# Schwarzer Streifen am Oberen Rand des Bildschirmes nach Auto Adjusting



## Feralraider (25. August 2011)

Hallo Leute,

Hab seit heute das Problem das ich am oberen Rand des Bildschirmes einen ungefähr 5 cm breiten streifen hab der horizontal von links nach rechts verläuft

Bekommen habe ich ihn dadurch da ich bei meinem Bildschirm Auto adjusting gemacht habe, das bild wurde damit verschoben, nun ist oben ein teil des Desktops weg.

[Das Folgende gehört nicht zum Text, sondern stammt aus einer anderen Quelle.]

PR #2003, opened 2025-10-28
Remove report package loading filters

austinmatherne-wk:
#### Reason for change
This code was part of an early draft that handled both report package loading and validation in a single class. It’s no longer needed and prevents expected errors such as `rpe:multipleReports` from being raised for .xbri reports when `--reportPackage` isn’t specified. Because those reports were loaded as plain zips, not report packages.

#### Description of change
Remove report package loading filters.

#### Steps to Test
* CI
* Validate an .xbri report with multiple reports raises a `rpe:multipleReports` error.

**review**:
@Arelle/arelle

### DIFF
--- a/arelle/CntlrWinMain.py
+++ b/arelle/CntlrWinMain.py
@@ -1209,7 +1209,7 @@ class CntlrWinMain (Cntlr.Cntlr):
                         pluginXbrlMethod(self, None, loadedModelXbrl)
                 if loadedModelXbrl.fileSource not in validatedFileSources:
                     validatedFileSources.add(loadedModelXbrl.fileSource)
-                    ValidateFileSource(self, loadedModelXbrl.fileSource).validate()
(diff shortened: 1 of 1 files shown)


arelle/packages/report/ReportPackage.py
```diff
@@ -217,13 +217,8 @@ def fromFileSource(filesource: FileSource) -> ReportPackage | None:
         reports = getAllReportEntries(filesource, stld)
         if reportPackageJsonFile is None and reports is None:
             return None
```
brettkail-wk, line 220: This fixes the `rpe:multipleReports` case I originally tried, but it seems to miss other cases where the suffix is `.xbr`/`.xbri` but you don't specify `--reportPackage`.  If you rename an SEC filing doc zip to `.xbri`, it seems you should get `rpe:invalidDirectoryStructure`, but instead it's silently accepted.  I also expected an `rpe:` error for a `.xbr`/`.xbri` with no zip entries, just a root directory, etc.

PR #2009, opened 2025-10-31
Add EC8073W

derekgengenbacher-wf:
#### Reason for change
- Added EC8073W

#### Steps to Test
- CI

**review**:
@Arelle/arelle

### DIFF
--- a/arelle/plugin/validate/EDINET/rules/edinet.py
+++ b/arelle/plugin/validate/EDINET/rules/edinet.py
@@ -926,7 +926,7 @@ def rule_EC8073W(
                 continue
             illegalChars = HALF_KANA.intersection(set(labelRel.toModelObject.textValue))
             if any(illegalChars):
-                yield Validation.error(
+                yield Validation.warning(
                     codes='EDINET.EC8073W',
                     msg=_("The concept: %(concept)s has a %(role)s label which contains characters that are not "
                           "allowed. Label: %(label)s, disallowed characters: %(characters)s"),


arelle/plugin/validate/EDINET/rules/edinet.py
```diff
@@ -888,12 +888,52 @@ def rule_EC8073E(
...
+    )
+    for concept in conceptsLabelsToCheck:
+        for labelRel in labelRelSet.fromModelObject(concept):
+            if (labelRel.toModelObject is None or
+                    labelRel.toModelObject.xmlLang not in JAPAN_LANGUAGE_CODES or
+                    labelRel.toModelObject.textValue is None):
+                continue
+            illegalChars = HALF_KANA.intersection(set(labelRel.toModelObject.textValue))
+            if any(illegalChars):
+                yield Validation.error(
```
aaroncameron-wk:
```suggestion
                yield Validation.warning(
```

arelle/plugin/validate/EDINET/rules/edinet.py
```diff
@@ -888,12 +888,52 @@ def rule_EC8073E(
...
-                    characters=illegalChars
+                    characters=list(illegalChars)
+                )
+
+
+@validation(
+    hook=ValidationHook.XBRL_FINALLY,
+    disclosureSystems=[DISCLOSURE_SYSTEM_EDINET],
+)
+def rule_EC8073W(
```
aaroncameron-wk, line 904: Could this just be rolled into EC8073E? It seems like it's a warning if it's related to `executiveOfficersMemberQn` but an error otherwise. Check out `EC8060E` for reference.

arelle/plugin/validate/EDINET/rules/edinet.py
derekgengenbacher-wf: You are joking me right?

arelle/plugin/validate/EDINET/rules/edinet.py
derekgengenbacher-wf: Not without making EC8073E more complicated. There is some overlap, but this one looks at `ExecutiveOfficersMember` and its descendants. So there is extra checking here.

PR #2012, opened 2025-11-03
EDINET.EC5000E

aaroncameron-wk:
#### Reason for change
EDINET.EC5000E: The encoding of the file must be UTF-8.

#### Description of change
Needed to make a change to core Arelle since `stripDeclarationBytes` was only working for UTF-8 encoded documents.

#### Steps to Test
CI

**review**:
@Arelle/arelle


derekgengenbacher-wf (approved):

arelle/plugin/validate/EDINET/rules/gfm.py
```diff
@@ -2145,6 +2144,20 @@ def rule_charsets(
         except Exception:
             pass
 
+        if modelDocument.type != ModelDocument.Type.INLINEXBRLDOCUMENTSET:
+            if xmlDeclaredEncoding is None or xmlDeclaredEncoding.lower() != 'utf-8':
```
brettkail-wk: Out of curiosity, why this `xmlDeclaredEncoding is None` check?  An XML file can be UTF-8 encoded even if it doesn't contain an explicit `encoding` ([XML 1.0 reference F.1](https://www.w3.org/TR/xml/#sec-guessing-no-ext-info)).  Does EDINET somewhere require explicit `encoding`?

arelle/FileSource.py
```diff
@@ -917,7 +917,11 @@ def openXmlFileStream(
             text = stripDeclarationText(text)
         return (FileNamedStringIO(filepath, initial_value=text), encoding)
 
-def stripDeclarationBytes(xml: bytes) -> bytes:
+def stripDeclarationBytes(xml: bytes, encoding: str | None) -> bytes:
+    if encoding is not None and not encoding.lower().startswith('utf-8'):
```
brettkail-wk, line 921: This change seems plausible, though I assume the extra encode/decode will slow down loading of non-UTF-8 files.

Out of curiosity, in what way does this change help?  I pre-existing don't understand the rationale for `stripDeclaration`, so I'm probably overlooking some subtlety.

arelle/plugin/validate/EDINET/rules/gfm.py
aaroncameron-wk: GFM.1.10.4 does require it for IXBRL files, but EC5000E does apply to XML/XSD files as well. I've updated this to check the actual document encoding and modified the testcase to include a UTF-8 file with no declaration to verify that it does not fire this error.

arelle/FileSource.py
aaroncameron-wk: It boils down to `lxml` quirks. The way Arelle parses XML through this pathway, it deals with UTF-8 internally, so it gets confused if it encounters a declaration indicating any other encoding. Removing the declaration solves this. `lxml` is capable of parsing UTF-16 files without stripping the declaration, but I suspect something about loading the XML file from a zip archive limits our options in that regard. 

This code was causing Arelle to fail to parse a non-UTF-8 doc at all. I suspect it hasn't been encountered because (a) UTF-8 is generally the default and (b) many use cases are rerouted to `ValidateFilingText` [here](https://github.com/Arelle/Arelle/blob/2186c0ae734c1f71d168665522a772077cf49e83/arelle/ModelDocument.py#L171-L177), which ultimately [strips the declaration as text](https://github.com/Arelle/Arelle/blob/2186c0ae734c1f71d168665522a772077cf49e83/arelle/ValidateFilingText.py#L480-L486).

Another solution I explored was to search for the correct encoding of `b"<?xml"` within the bytes to retain the byte-based search, but it proved non-trivial since Arelle does not distinguish between BE and LE, and ultimately the complexity didn't seem worth the performance gain for a relatively rare use case.

austinmatherne-wk (approved):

Einen Screenshot kann ich zwar machen aber da ist dieser Streifen nicht zu sehen. Dieser Streifen teilt die Desktop symbole die oben angeordnet sind in 2 teile aber ich kann mit der maus noch in diesen streifen fahren und zb den Explorer schließen, ich sehe es halt bloß nicht

Hab auch schon probiert im OSD des bildschirmes die Vertikale Anordnung zu verstellen aber es lässt sich da nicht verstellen, die Zahl bleibt 0. Die horizontale und clock und phase und sowas kann ich alles verstellen bloß nicht die Vertikale.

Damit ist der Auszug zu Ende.